Too many binaries being linked at the same time
For that one wouldn't have to limit build-parallelism in general, just the linking phase.
opened 08:04PM - 09 Feb 21 UTC
A-linkage
C-feature-request
S-needs-design
A-jobserver
In CI at my work, we ran into a situation where rustc would get OOM-killed while… linking example binaries:
```
error: linking with `cc` failed: exit code: 1
|
= note: "cc" <…>
= note: collect2: fatal error: ld terminated with signal 9 [Killed]
compilation terminated.
```
We were able to mitigate this by using a builder with more available memory, but it's unfortunate. We could dial down the parallelism of the whole build by explicitly passing `-jN`, but that would make the non-linking parts of the build slower by leaving CPU cores idle.

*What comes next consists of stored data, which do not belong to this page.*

Issue #2007, opened 2025-03-10
Add APIs to support generating Obot icons from their descriptions


njhale:
Add some first-class APIs to support generating and retrieving Obot icons.

- The API should generate images with Google's Imagen3 model via the Gemini Developer SDK.
- Generated icons should be accessible via relative path in the frontend

shweta8996:
Please provide me the additional steps to replicate this issue.

njhale:
@shweta8996 Yeah, try generating some images for Obot icons using the UI. Check out the video below on how to do this based on their description and from a custom prompt. You should be able to see the APIs being called from your browser's developer console.

https://github.com/user-attachments/assets/db9660b2-80fe-4372-b961-19eb9f2a121c

shweta8996:
I have verified the Obot icon generation using the UI as per the provided video. Verified both description-based and custom prompt-generated icons. Also, checked the API calls in the browser's developer console to ensure requests and responses are functioning correctly. Everything is working as expected.
Please refer attachment:

https://github.com/user-attachments/assets/9aaf7bf4-7f6c-4184-abd7-279fa36d72eb

PR #2008, opened 2025-03-10
feat: add generated images api

njhale:
Add a first-class image generation API to enable generating and uploading custom icons for Obots.

This adds three new endpoints:
- `GET /api/image/{id}` returns the content of generated images by ID.
- `POST /api/image/generate` generates an image with Google's Imagen3
  model using the prompt body field, and returns the path that the image
  is served from (e.g. `/api/image/{id}`)
- `POST /api/image/upload` uploads a JPEG,  image with Google's Imagen3
  model using the prompt body field, and returns the path that the image
  is served from (e.g. `/api/image/{id}`)

In the user UI, this change:
- Adds support for generating custom Obot icons with both default and custom prompts
- Adds support for uploading custom light and dark mode icons
  individually
- Removes support for setting custom URLs for light and dark mode icons

Additional Icon Generation Notes:
- Image generation is disabled by default and is enabled by providing a `GEMINI_API_KEY`
  environment variable to Obot at startup
- The implementation uses the Gemini SDK instead of the new `Gemini
  Image Generator` tool for simplicity and speed
- Generated image IDs are UUIDv4
- There is currently no deletion API, but we'll eventually add a cron to
  cleanup orphaned images
- There is no owner attribution or metadata about the generated image
  (e.g. user, prompt, etc)
- All generated and uploaded images are stored and served in WEBP

Addresses https://github.com/obot-platform/obot/issues/2007


go.mod
```diff
@@ -13,9 +13,10 @@ require (
 	github.com/docker/docker v27.4.1+incompatible
 	github.com/dustin/go-humanize v1.0.1
 	github.com/fatih/color v1.18.0
+	github.com/gen2brain/webp v0.5.4
```
g-linville, line 16: It does not look like this library is well known or widely used. If you haven't done so already, I would suggest looking over its code for any obvious issues before we include it in Obot.

pkg/gateway/client/generatedimage.go
```diff
@@ -0,0 +1,41 @@
...
+		Data:     data,
+		MIMEType: mimeType,
+	}
+
+	err := c.db.WithContext(ctx).Create(img).Error
+	if err != nil {
+		return nil, err
+	}
+
+	return img, nil
```
g-linville: nit:

```suggestion
	return img, c.db.WithContext(ctx).Create(img).Error
```

pkg/gateway/client/generatedimage.go
```diff
@@ -0,0 +1,41 @@
...
+}
+
+// GetGeneratedImage retrieves an image by its ID
+func (c *Client) GetGeneratedImage(ctx context.Context, id string) (*types.GeneratedImage, error) {
+	img := new(types.GeneratedImage)
+	if err := c.db.WithContext(ctx).Where("id = ?", id).First(img).Error; err != nil {
+		if errors.Is(err, gorm.ErrRecordNotFound) {
+			return nil, err
```
g-linville: I assume this was supposed to be this:

```suggestion
			return nil, nil
```

pkg/services/config.go
```diff
@@ -406,6 +411,19 @@ func New(ctx context.Context, config Config) (*Services, error) {
 		go smtp.Start(ctx, storageClient, config.EmailServerName)
 	}
 
+	var geminiClient *gemini.Client
+	if config.GeminiAPIKey != "" {
+		// Enable gemini-powered image generation
+		log.Warnf("using gemini API key from config.\nGEMINI_API_KEY=%q\nGEMINI_IMAGE_GENERATION_MODEL=%q", config.GeminiAPIKey, config.GeminiImageGenerationModel)
```
g-linville: Was this log just used for debugging? Doesn't seem like we need it, to me.

go.mod
njhale: yeah, it was difficult to find a non-cgo go package I could use to convert from png to webp. This one uses a WASM compilation of weblibp via wazero if the library isn't installed. AFACT, there's no overtly malicious code in it (as far as I and cursor could see skimming through it).

pkg/services/config.go
njhale: Wow, that DEFINITELY should not have been included. Thank you for catching that!

pkg/api/authz/ui.go
```diff
@@ -13,6 +13,7 @@ var uiResources = []string{
 	"GET /o/",
 	"GET /s/",
 	"GET /user/images/",
+	"GET /api/generated/images/{id}",
```
njhale: Not sure if this is 100% the correct authorizer to put this in.

pkg/api/authz/authz.go
```diff
@@ -60,6 +60,7 @@ var staticRules = map[string][]string{
 		"POST /api/prompt",
 		"GET /api/models",
 		"GET /api/version",
+		"POST /api/generated/images",
```
njhale: Is the `Authenticated` group the right group to put this in?

pkg/api/router/router.go
```diff
@@ -377,6 +377,10 @@ func Router(services *services.Services) (http.Handler, error) {
 	mux.HandleFunc("PUT /api/workflows/{id}", workflows.Update)
 	mux.HandleFunc("DELETE /api/workflows/{id}", workflows.Delete)
 
+	// Generated Images
+	mux.HandleFunc("POST /api/generated/images", generatedImages.GenerateImage)
+	mux.HandleFunc("GET /api/generated/images/{id}", generatedImages.GetGeneratedImage)
```
njhale: I don't particularly like that the DAO lives in gateway, but the routes live here. I did it this way to make the implementation simpler. That being said, having the APIs on gateway doesn't feel quite right either. Any suggestions?

chart/templates/deployment.yaml
```diff
@@ -170,6 +170,13 @@ spec:
                   name: {{ include "obot.config.secretName" . }}
                   key: workspaceProviderS3Bucket
             {{- end }}
+            {{- if .Values.config.geminiApiKey }}
```
drpebcak: Is this configurable inside the obot admin as well? I think we wanted to avoid having to set a ton of configuration as env vars if we could avoid it.

njhale: No it's not. Do we have any other configuration for non-tools-based features like this in the admin UI? I guess OAuth Apps, but it seems like a lot more moving pieces would be required to do this. I'll ask around to see what we want to do here.

ivyjeong13 (approved):

ivyjeong13:
Screenshot 2025-03-12 at 10 45 54 AM 🙌 UI side looks good to me!

chart/templates/deployment.yaml
cjellick: nick brought this up to me (or in a thread i was in). lets do it like this for now. we will eventually have to add an admin config screen. @njhale if we dont have one can you open an issue for this?

g-linville (approved):

chart/templates/deployment.yaml
drpebcak: i dont know the contents of the thread, but from a 'user' perspective we allow all the other llm/model provider config in the ui.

It would be ideal if we could explicitly ask cargo to lower the number of parallel linker invocations it will spawn. Compile steps are generally CPU-intensive, but linking is usually much more memory-intensive. In the extreme case, for large projects like Firefox and Chromium where the vast majority of code gets linked into a single binary, that link step *far* outweighs any other part of the build in terms of memory usage.
In terms of prior art, [ninja has a concept of "pools"](https://ninja-build.org/manual.html#ref_pool) that allow expressing this sort of restriction in a more generic way:
> Pools allow you to allocate one or more rules or edges a finite number of concurrent jobs which is more tightly restricted than the default parallelism.
> This can be useful, for example, to restrict a particular expensive rule (like link steps for huge executables), or to restrict particular build statements which you know perform poorly when run concurrently.
[The Ninja feature was originally motivated by Chromium builds switching to Ninja and wanting to support distributed builds](https://groups.google.com/g/ninja-build/c/6oJzx6QI0Vg), in which there might be capacity to spawn way more compile jobs in parallel since they can be run on distributed build nodes, but link jobs, needing to be run on the local machine, would want a lower limit.
If this were implemented, one could imagine a further step whereby cargo could estimate how heavy individual linker invocations are by the number of crates they link, and attempt to set a reasonable default value based on that and the amount of available system memory.
dpc
April 3, 2025, 8:51pm
4
That's why I'm siding on ability for the project developers to customize the estimation of memory needed for a single job/crate/linker-invocation via cargo config.
That's OK, it's still worthwhile to try to do it.
However, hopefully the memory technology will keep giving us more and more memory even on low end devices, so maybe it's not worth doing because projects hitting these limits are not very common, and the amount of memory used will relatively keep being smaller.
I already rolled out a bandaid wrapper script that will tweak -j
based on the system's memory, and that should be good enough for us.